On la voit aujourd’hui chez des joueurs comme Nathan Collins. On la voit dans la liste des internationaux irlandais qui l’ont précédé. Elle est dans l’ADN de :

  • Ces buts tardifs de Robbie Keane qui ont brisé le cœur des Anglais.
  • La brillance stoïque de Paul McGrath malgré un monde de souffrance en dehors du terrain.
  • La passion pure et brute de Carl — parce que si vous êtes Irlandais et que vous jouez au foot, vous savez exactement qui est “Carl”. C’est le cœur qui bat.

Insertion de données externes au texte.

Issue #465, opened 2020-03-05
IVSlider ignores roundess parameter in IVStyle object


hor-net:
**Describe the bug**
IVSlider ignores the roundness parameter of IVStyle

**To Reproduce**
Create an IVSlider control and use a style object with roundness specified, the track of the slider is still drawn as a rectangle

**Expected behaviour**
I expect the slider's track to have rounded corners

**IMPORTANT DETAILS**
* What plug-in format does it relate to: ALL
* What platform does it relate to: ALL
* What IGRAPHICS_BACKEND does it relate to: ALL

olilarkin:
added in ee9b85cfac495eb9bde4447ab9afa9bd6fbbb322

PR #466, opened 2020-03-05
consider mStyle.roundness when drawing the slider's track

hor-net:
This PR fixes the issue highlighted in #465

### DIFF
--- a/IGraphics/Controls/IControls.cpp
+++ b/IGraphics/Controls/IControls.cpp
@@ -675,11 +675,11 @@ void IVSliderControl::Draw(IGraphics& g)
 
 void IVSliderControl::DrawTrack(IGraphics& g, const IRECT& filledArea)
 {
-  g.FillRect(GetColor(kSH), mTrackBounds, &mBlend);
-  g.FillRect(GetColor(kX1), filledArea, &mBlend);
+  g.FillRoundRect(GetColor(kSH), mTrackBounds, mStyle.roundness, &mBlend);
+  g.FillRoundRect(GetColor(kX1), filledArea, mStyle.roundness, &mBlend);
   
   if(mStyle.drawFrame)
-    g.DrawRect(GetColor(kFR), mTrackBounds, &mBlend, mStyle.frameThickness);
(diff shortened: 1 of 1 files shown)


olilarkin:
I want to add something like this, but with the proposed code wider track sizes can look weird

image

really need to clip the inner track to rounded rect path, something like this with Skia, but not yet sure how to do it with other graphics backends

```
#ifdef IGRAPHICS_SKIA
#include "IGraphicsSkia.h"
#endif

void IVSliderControl::DrawTrack(IGraphics& g, const IRECT& filledArea)
{
  const auto cr = GetRoundedCornerRadius(mTrackBounds);

#ifdef IGRAPHICS_SKIA
  SkCanvas* canvas = (SkCanvas*) g.GetDrawContext();
  canvas->save();
  SkPath trackPath;
  trackPath.addRoundRect(SkiaRect(mTrackBounds), cr, cr);
  canvas->clipPath(trackPath, true);
  canvas->drawRect(SkiaRect(filledArea), SkiaPaint(GetColor(kX1), &mBlend));
  canvas->restore();
#else
  g.FillRoundRect(GetColor(kSH), mTrackBounds, cr, &mBlend);
  g.FillRoundRect(GetColor(kX1), filledArea, cr, &mBlend);
#endif
```

hor-net:
How did you manage to get that effect? I've set the radius and the track width the same and it seems to look good... of course if you use a radius higher than the track width you get a weird looking slider...

Screenshot 2020-03-09 at 12 24 30

olilarkin:
mStyle.roundness is a fraction 0-1, i presume you are setting it to something like 5?

olilarkin:
are you drawing the filled area?

hor-net:
Yes you are right i should have normalized to 0..1 but honestly i don't think this is useful at all, i think it's far easier to use the real radius when designing the interface, but even if I normalize that, 1 means: "the same radius as the track width" and i should not be able to go higher than one, so i still don't understand how the problem is created...

olilarkin:
addressed in ee9b85cfac495eb9bde4447ab9afa9bd6fbbb322, thanks

Issue #468, opened 2020-03-06
Add alignment for IRECTs


hor-net:
It would be very useful to have a way to align an IRECT to another, horizontally and vertically. 

Example: 

I want two IRECTs next to each other to be vertically aligned in their middle, i could call a method on the IRECT to align passing the other one as reference and get back an IRECT whose coordinates are changed so that now it's middle aligned with the other one.
The same goes for bottom, top, center, left and right align.

olilarkin:
added in 32a0e5279bf9986eeddde9c1d6b0393823e8ad86

PR #469, opened 2020-03-06
Added methods to align horizontally and vertically an IRECT to another

hor-net:
This PR implements the alignment of IRECTs as proposed in #468


olilarkin:
added in 32a0e5279bf9986eeddde9c1d6b0393823e8ad86

PR #482, opened 2020-04-01
BREAKING: rename IParam:GetXForHost -> GetX

olilarkin:
Shorten some IParam method names that have a pointless "ForHost" in their names


AlexHarker:
suggest we make this change ASAP

olilarkin:
done in e9dd286119e2ee98f1b941eda3f26215d1504da8

PR #492, opened 2020-04-11
Fixed crash when a ICaptionControl is constructed with no param linked

baktery:
With this fix a caption control can be created without any param linked to it during its construction, otherwise it crashed.


olilarkin:
done in 3b1acf88b98820a9e79d59de0eb7d19ffbf0649e

PR #494, opened 2020-04-12
Release DBGMSG macro fix

baktery:
Without the fix, cases like this will not work as expected:

https://github.com/iPlug2/iPlug2/blob/3b1acf88b98820a9e79d59de0eb7d19ffbf0649e/IPlug/APP/IPlugAPP_dialog.cpp#L546


olilarkin:
merged in 787aca73f44b1c4f230b736e13bf85fcdf41fbfe

Issue #890, opened 2022-08-26
Remove the special entry in the index for CLAP submodules on the cmake-branch


grahnfan:
**Describe the bug**
When cloning the repo and updating submodules on the cmake branch
An error occurs with fetching submodules of CLAP that someone probably has stored in their local git index and 
accidently commit.

From https://github.com/iPlug2/iPlug2
   * branch            ba157df2f7ba83b13ccd0fd62dde711ba8e6add7 -> FETCH_HEAD
  Submodule path 'iPlug2': checked out 'ba157df2f7ba83b13ccd0fd62dde711ba8e6add7'
  Error: fatal: No url found for submodule path 'iPlug2/Dependencies/IPlug/CLAP_HELPERS' in .gitmodules
  Error: fatal: Failed to recurse into submodule path 'iPlug2'
  Error: The process '/usr/local/bin/git' failed with exit code 128

**To Reproduce**
1. clone iPlug2 repo
2. run git submodule update --init --recursive 

**Expected behaviour**
The CLAP_HELPERS and CLAP_SDK should not be stored in the modules/index unless they are specified as submodules
in a .gitmodules file and provided with a proper url

**Screenshots**

**IMPORTANT DETAILS**
Relates to ALL platforms
**Additional context**

AlexHarker:
The CLAP_HELPERS and CLAP_SDK were included in the clap branch which is for work in progress on clap support. It was set up for me to work on and intended to be carefully merged into master once the work is complete (which may not involve submodules, as other bits of IPlug2 are not done that way, but require a different approach, such as manual cloning.

I'm not sure how the cmake branch has come into being, but it looks like it has merged in changes for the clap branch (including very recent changes), which may or may not be in a finally mergeable state.

@olilarkin - can you shed any light on what's happened in terms of the history so we can ensure the correct solution?

olilarkin:
cmake and clap brances are both WIP and will be merged carefully. however thanks for the heads up

PR #891, opened 2022-08-26
Remove the special entry in the index for CLAP submodules on the cmak…

grahnfan:
This PR refers to #890 

The CLAP_HELPERS and CLAP_SDK should not be stored in the modules/index unless they are specified as submodules
in a .gitmodules file and provided with a proper url


olilarkin:
Thanks, i did merge. This Cmake branch is WIP - i want to merge at the same time as CLAP support

PR #892, opened 2022-08-28
Clap shaped parameters

AlexHarker:
This PR concerns the correct implementation of shaped parameters (via automation and host GUI) for CLAP.

Unlike the previous implementation this version reports all double parameters as normalised (0-1) and then applies the correct transformations for shaping to occur. This will break any saved sessions or automations but is probably the neatest implantation that works (bools/enum/ints must be reported in their correct ranges, unlike for VST3 because otherwise they cannot be stepped as far as the host is concerned). Branching for only non-linearly shaped parameters will be more expensive if it is even possible) as it requires a dynamic_cast and so making the choice based on parameter type seems the cleanest way.

I'll review this with @olilarkin.

However, it's possible @Full-Bucket and/or @heebje might want to check this out and be aware of how this will break previous versions. Sorry about that, but this is pretty likely to get merged, as I think having correct parameter shaping from the host is important.

### DIFF
--- a/IPlug/CLAP/IPlugCLAP.cpp
+++ b/IPlug/CLAP/IPlugCLAP.cpp
@@ -488,8 +488,8 @@ void IPlugCLAP::ProcessInputEvents(const clap_input_events *inputEvents) noexcep
           int paramIdx = paramValue->param_id;
           double value = paramValue->value;
           
-          GetParam(paramIdx)->Set(value);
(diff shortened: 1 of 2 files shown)


AlexHarker:
As there have been no comments in the last two weeks I'm going to merge this.

@Full-Bucket / @heebje - as you've been active with the CLAP stuff please be aware that this is a breaking change.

Alors, oui, nous n’avons pas eu le résultat lors de ce qui s’apparente à un Wolverhampton Wanderers F. C. des matchs amicaux internationaux, ou peu importe comment on appelle ces qualifications pour la Ligue des Nations maintenant. Mais je me suis éloigné de la télévision en étant fier. Parce que quand Collins a fait ce tacle à la 80e minute, ce n’était pas pour arrêter une attaque hollandaise. C’était un refus de céder. C’était 1922. C’était 1949. C’était tous ces attaquants irlandais qui ont porté le maillot de Wolverhampton, des années 50 jusqu’à l’ère moderne.

Les résultats vont et viennent. L’esprit, lui, est un transfert définitif. Et en ce moment, il est entre de bonnes mains.